If we are specifying InternalLoadBalancer in the config file, we can create that object before creating the CloudService. The loop over how many VMs there should be in the CloudService ends with adding the VM to the array of VMs. At the end we call New-AzureVM once and we need do it differently depending on if it’s a ILB set of machines or not.

The loop over VMs in a Cloud Service does a whole lot more. It checks what you have specified for configuration on the VM and invokes the appropriate Powershell cmdlets. Things you can have multiple of on a VM, such as Endpoints and DataDisks are wrapped in loops so you can add everything that was in the config file. Other cmdlets, like Add-AzureProvisioningConfig have if/else wrappings since you must invoke then differently depending on of you specified a Windows or Linux OS type. At the end you can see the CustomScriptExtension added.


In the source code, attached at the end, you will find that the config file has settings for machines of the following types

  • Standalone IIS webserver in a VNet with a DataDisk
  • Standalone IIS webserver in a VNet with two NICs, each in different subnet
  • SUSE server in a VNet with a DataDisk
  • Two IIS webservers in two different datacenters. I use this to demo Traffic Manager on top of them
  • Two IIS webservers in the same CloudService that are using the InternalLoadBalancer and static ip addresses
  • Two IIS webservers in the same CloudService a High Availability Set.

This is not rocket science, but I find my self more productive nowadays since I don’t spend time lookup up MSDN on the exact syntax of the different cmdlets. You might find my Powershell script useful if you start from scratch building a provisioning engine. However, you will find more sofisticated stuff on the internet.

Custom Script Extension

Most of the demo machines I mentioned above uses IIS, except the Linux server. The IIS role is not installed by default, so I need to turn that and other Windows features on. I also need to open the firewall to let http traffic through on port 80. Finally, I always modify the iisstart.htm to include the webservers computer name since that simplifies demoing load balancing since you can easily see that different servers actually responds.


When demoing internal ILB over VPN, it’s also quite handy to prove we reach the webserver over the VPN, so I let the CustomScriptExtension install a tiny ASP.Net page too.


To achieve this, I have a little Powershell script that looks like below that I named install-web-server-whoareyou.ps1.


It installs the Windows features required, opens the firewall, hacks the iisstart.htm page and creates the whoareyou.aspx andwhoareyou.aspx.cs files required to serve as the ASP.Net page.

The deployment script contains a few lines that calls Set-AzureVMCustomScriptExtension specifying in what Storage Container and with what name the script file can be found. It assumes that it is the subscriptions current storage account


You can pass an array of script files in the -FileName argument if you need to use more than one.

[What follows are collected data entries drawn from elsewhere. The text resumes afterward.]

PR #457, opened 2017-06-16
On network message payload creation, null out context so it's not sent.

jlhughes:


adamvy:
On June 16, 2017 12:42:09 AM EDT, Joel Hughes <notifications@github.com> wrote:
>
>You can view, comment on, or merge this pull request online at:
>
>  https://github.com/foam-framework/foam2/pull/457
>
>-- Commit Summary --
>
>* On network message payload creation, null out context so it's not
>sent.
>
>-- File Changes --
>
>    M src/lib/Stub.js (6)
>
>-- Patch Links --
>
>https://github.com/foam-framework/foam2/pull/457.patch
>https://github.com/foam-framework/foam2/pull/457.diff
>
>-- 
>You are receiving this because you are subscribed to this thread.
>Reply to this email directly or view it on GitHub:
>https://github.com/foam-framework/foam2/pull/457

This will null out the first argument for all network communications, but we use RPCs for more than just DAOs, all those other uses will break with this change.

Would be safer to just update ClientDAO.  It might make more sense for the network RPCs to call methods which don't contain a context, just regular select/put/remove.  That way the server dao can set up its own context.

jlhughes:
Adam, thanks for pointing me to ClientDAO, I wasn't aware of it.  Yes, this is a much better place for the change.

jlhughes:
This is incomplete; need the serializable consideration in the other DAO operations put, remove,...

src/lib/box.js
```diff
@@ -698,6 +698,15 @@ foam.CLASS({
     'foam.dao.BoxDAOListener'
   ],
   methods: [
+    function put_(x, obj) {
+      return this.SUPER(this.Serializable.isInstance(x) ? x : null, obj);
```
kgrgreer: I think we can just pass null, since we would never want to serialize the context.

PR #459, opened 2017-06-17
Add a hook to JSON stringify that makes it only output own properties.

mcarcaso:
I noticed stringify outputting values from expressions and that didn't seem right to me. How do you feel about this change? I could change the default value to preserve the current behaviour but the current behaviour feels wrong to me.

### DIFF
--- a/src/foam/core/JSON.js
+++ b/src/foam/core/JSON.js
@@ -155,6 +155,11 @@ foam.CLASS({
     },
     {
       class: 'Boolean',
+      name: 'outputOwnPropertiesOnly',
+      value: true
+    },
+    {
+      class: 'Boolean',
       name: 'outputClassNames',
       value: true
     },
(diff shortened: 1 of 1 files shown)


src/foam/core/JSON.js
```diff
@@ -155,6 +155,11 @@ foam.CLASS({
     },
     {
       class: 'Boolean',
+      name: 'outputOwnPropertiesOnly',
+      value: true
```
kgrgreer, line 159: This is probably the wrong default value since it changes the behaviour for others.

mcarcaso:
You're right that it changes the behavior but I don't think that behavior
is worth preserving. It seems that the special case would be to output
expressions as I don't know why you'd want that behavior normally.

mdittmer:
Is "own" here "belonging to to concrete class", "set on instance_", or
something else entirely?

mcarcaso:
It's the result of hasOwnProperty which I think is just it being set on
instance_

PR #460, opened 2017-06-19
ENUM Property Getter Return Type Includes Class Name

TanayParikh:
Property getters for Enum types now include the class name when returning the default value. Resolves compilation errors. 

## Before
```java
public java.lang.Enum getAdrTp() {
  if ( ! AdrTpIsSet_ ) {
   return ADDR;
  }
  return AdrTp_;
}
```

## After
```java
public java.lang.Enum getAdrTp() {
  if ( ! AdrTpIsSet_ ) {
   return com.acme.AddressCode.ADDR;
  }
  return AdrTp_;
}
```

### DIFF
--- a/src/foam/core/Enum.js
+++ b/src/foam/core/Enum.js
@@ -315,6 +315,12 @@ foam.CLASS({
         return of && of.VALUES[0];
       },
     },
+    {
+      name: 'javaValue',
+      expression: function(of) {
+        return this.of.package + '.' + this.of.name + '.' + (of && of.VALUES[0]);
+      },
+    },
     [
       'adapt',
       function(o, n, prop) {
--- a/src/foam/core/Enum.js
+++ b/src/foam/core/Enum.js
@@ -318,7 +318,9 @@ foam.CLASS({
     {
       name: 'javaValue',
       expression: function(of) {
-        return this.of.package + '.' + this.of.name + '.' + (of && of.VALUES[0]);
+        var val = (of && of.VALUES[0].name);
+        var prefix = this.of.package + '.' + this.of.name + '.';
+        return val.includes(prefix) ? val : prefix + val;
       },
     },
     [
--- a/src/foam/core/Enum.js
+++ b/src/foam/core/Enum.js
@@ -318,9 +318,9 @@ foam.CLASS({
     {
       name: 'javaValue',
       expression: function(of) {
-        var val = (of && of.VALUES[0].name);
+        var val = (of && of.VALUES[0]);
         var prefix = this.of.package + '.' + this.of.name + '.';
-        return val.includes(prefix) ? val : prefix + val;
+        return foam.String.isInstance(val) ? val : prefix + val;
       },
     },
     [
--- a/src/foam/core/Enum.js
+++ b/src/foam/core/Enum.js
@@ -319,8 +319,7 @@ foam.CLASS({
       name: 'javaValue',
       expression: function(of) {
         var val = (of && of.VALUES[0]);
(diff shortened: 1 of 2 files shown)


kirkeaton (approved):

kirkeaton:
@TanayParikh does this still work if the Enum is in a different package? I'm thinking now if it might be necessary to include the entire package name.

TanayParikh:
@eatonk Thanks, that's a good point. I've updated to include both the package and class names within the return statement.

kgrgreer:
I think this logic should only be in the EnumProperty. Also, you need to account for the case where the 'value:' is already fully qualified, ex: value: com.acme.DayOfWeek.MONDAY.

kirkeaton:
@kgrgreer There is no "EnumProperty" class defined anywhere.

kgrgreer:
foam.core.Enum extends Property.

TanayParikh:
Thanks @eatonk, @kgrgreer. Have updated accordingly. 

**Note:** To check for the fully qualified name is `foam.String.isInstance` the correct method, or should I just check for inclusion of the package + class in the existing value (`value.includes(package + '.' + class)`)?

src/foam/core/Enum.js
```diff
@@ -315,6 +315,14 @@ foam.CLASS({
         return of && of.VALUES[0];
       },
     },
+    {
+      name: 'javaValue',
+      expression: function(of) {
+        var val = (of && of.VALUES[0]);
+        var prefix = this.of.package + '.' + this.of.name + '.';
```
kgrgreer: Isn't this the same as this.of.id + '.' ?

src/foam/core/Enum.js
```diff
@@ -315,6 +315,14 @@ foam.CLASS({
...
+        return foam.String.isInstance(val) ? val : prefix + val;
```
kgrgreer: Are the values of the conditional reversed?

TanayParikh: Does `isInstance` check if it is a fully qualified name?

src/foam/core/Enum.js
TanayParikh: Yes it is! Didn't see that, updated.

src/foam/core/Enum.js
```diff
@@ -315,6 +315,13 @@ foam.CLASS({
         return of && of.VALUES[0];
       },
     },
+    {
+      name: 'javaValue',
+      expression: function(of) {
+        var val = (of && of.VALUES[0]);
+        return foam.String.isInstance(val) ? val : this.of.id + '.' + val;
```
kgrgreer: Are the conditional values reversed?

TanayParikh: L322 is based on the understanding that `isInstance` checks for the fully qualified name (so if it is fully qualified just returns that, otherwise adds package + class -> id). If that understanding of `isInstance` is incorrect, and it only checks for a valid type, then the conditional values need to be reversed. Please let me know.

src/foam/core/Enum.js
```diff
@@ -315,6 +315,12 @@ foam.CLASS({
         return of && of.VALUES[0];
       },
     },
+    {
+      name: 'javaValue',
+      expression: function(of) {
+        return this.of.id + '.' + this.value;
```
kgrgreer: You don't need to do 'this.of' when 'of' is already a parameter. Also, you should add 'value' as a parameter, so:
expression: function(of, value) { return of.id + '.' value; }

TanayParikh: Thanks, updated.

PR #462, opened 2017-06-19
NoDisjunctionDAO

mdittmer:
*Main change*: DAO decorator for DAOs that do not support disjunction (e.g., Google Cloud Datastore).

1. Turn predicate into DNF
2. predicates = OR'd parts of DNF predicate
3. select() against each of predicates into shared DAOSink backed by synchronous
   DAO implementation
4. select() original predicate over DAOSink's dao into original sink

*Other necessary changes*: Better `toDisjunctiveNormalForm()` and `partialEval()` in some parts of `mlang.js`.


src/foam/dao/NoDisjunctionDAO.js
```diff
@@ -0,0 +1,65 @@
...
+  methods: [
+    function select_(x, sink, skip, limit, order, predicate) {
+      if ( ! predicate )
+        return this.SUPER(x, sink, skip, limit, order, predicate);
+
+      var prevPredicate;
+      var dnfPredicate = predicate;
+      // This might as well be while ( ! equals(prev, dnf) ), but counter
+      // limits time spent simplifying expression.
+      for ( var i = 0; i < 5; i++ ) {
```
jacksonic: Why is this loop needed?

src/foam/dao/NoDisjunctionDAO.js
```diff
@@ -0,0 +1,65 @@
...
+      }
+      dnfPredicate = dnfPredicate.partialEval();
+
+      if ( ! this.Or.isInstance(dnfPredicate) )
+        return this.SUPER(x, sink, skip, limit, order, dnfPredicate);
+
+      var predicates = dnfPredicate.args;
+      var dao = this.MDAO.create({of: this.of});
+      // TODO(markdittmer): Create indices based on predicate.
+      var sharedSink = this.DAOSink.create({ dao: dao });
```
jacksonic: Why is there an MDAO in here? What about normal external caching?

src/foam/mlang/mlang.js
```diff
@@ -317,7 +317,8 @@ foam.CLASS({
       return foam.String.constantize(this.cls_.name) + '(' +
           this.arg1.toString() + ', ' +
           this.arg2.toString() + ')';
-    }
+    },
+    function contradicts(other) { return false; }
```
jacksonic: should this be a more general simplification method (that AND could call, as here, but returns a new simpler mlang rather than just bool).

jacksonic (changes requested):

src/foam/dao/NoDisjunctionDAO.js
jacksonic: Or put another way, do we really need to collect the results into an MDAO when it's going to be using a MergePlan to collect OR'd results anyway?

src/foam/mlang/mlang.js
```diff
@@ -807,6 +840,18 @@ foam.CLASS({
       }
 
       return rhs ? rhs.indexOf(lhs) !== -1 : false;
+    },
+    function toDisjunctiveNormalForm() {
+      foam.assert(this.Constant.isInstance(this.arg2),
```
jacksonic: A non-constant arg2 could still produce a viable array to use for IN, so this is going to limit its functionality. Breaking IN down into EQ's would be fine for cases where it is possible, but the fallback would be to leave the IN where it is (for indexes, for instance, IN can be optimized)

jacksonic (changes requested):

src/foam/dao/NoDisjunctionDAO.js
mdittmer: Do you mean "why not an ArrayDAO"? We won't get the right results from simply streaming the shared sink to the original sink. There may be duplicates and/or ordering issues.

src/foam/mlang/mlang.js
mdittmer: I'm open to ideas. I'm worried that in the "do not change" case, we may make expressions more complex; e.g., if `a.comparisonMethodOfSomeKind(b)` wishes to return an equivalent mLang when embedded in an `AND`, we may get: `AND(a, b, c) ==> a.comparisonMethodOfSomeKind(b) ==>  AND(AND(a, b), c)`

src/foam/dao/NoDisjunctionDAO.js
mdittmer: Sometimes `toDisjunctiveNormalForm()` will produce optimizable predicates (hence multiple passes). Given that, I was hoping the comment would explain why the loop is bounded by a counter.

src/foam/mlang/mlang.js
jacksonic: With an AND specific a.reduceWithAnd(b), just avoid returning AND.
This method is basically giving mlangs a way to express their AND partialEval rules (FOAM1 had these embedded inside AND). "When combined with other mlang b, what happens?"

src/foam/dao/NoDisjunctionDAO.js
jacksonic: MDAO is going to do a DNF and use a MergePlan to combine the results. This is basically doing the same thing, but doing the DNF and recombine multiple times. If we could skip the MDAO and re-use the merge process (this might call for a refactor of MergePlan to create a sibling MergeSink, though). In the end it's just an optimization to cut out some extra work and memory overhead.

src/foam/dao/NoDisjunctionDAO.js
jacksonic: We should do this kind of thing inside partialEval. The DNF should produce an OR of ANDs, and partialEval can do what it can recursively. If partialEval is introducing ORs, that sounds like a problem.

mdittmer:
@jacksonic PTAL

jacksonic (approved):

What happens then is that the Azure CustomScriptHandler on the VM downloads the script to C:\Packages\Plugins and runs them


If you are really interested on how it’s done, you will find a JSON file on the VM giving away how it actually invokes your script. Be patient when you test, because the script hasn’t run yet when the VM reaches status Running in the portal. Leave some time for it to complete.

In the sources I have included a second script that uses the same config file and where you can Start, Stop, Restart and Delete the deployment. This is handy for cleaning up and if you want to reduce cost and stop the deployment but keep it available for a quick start.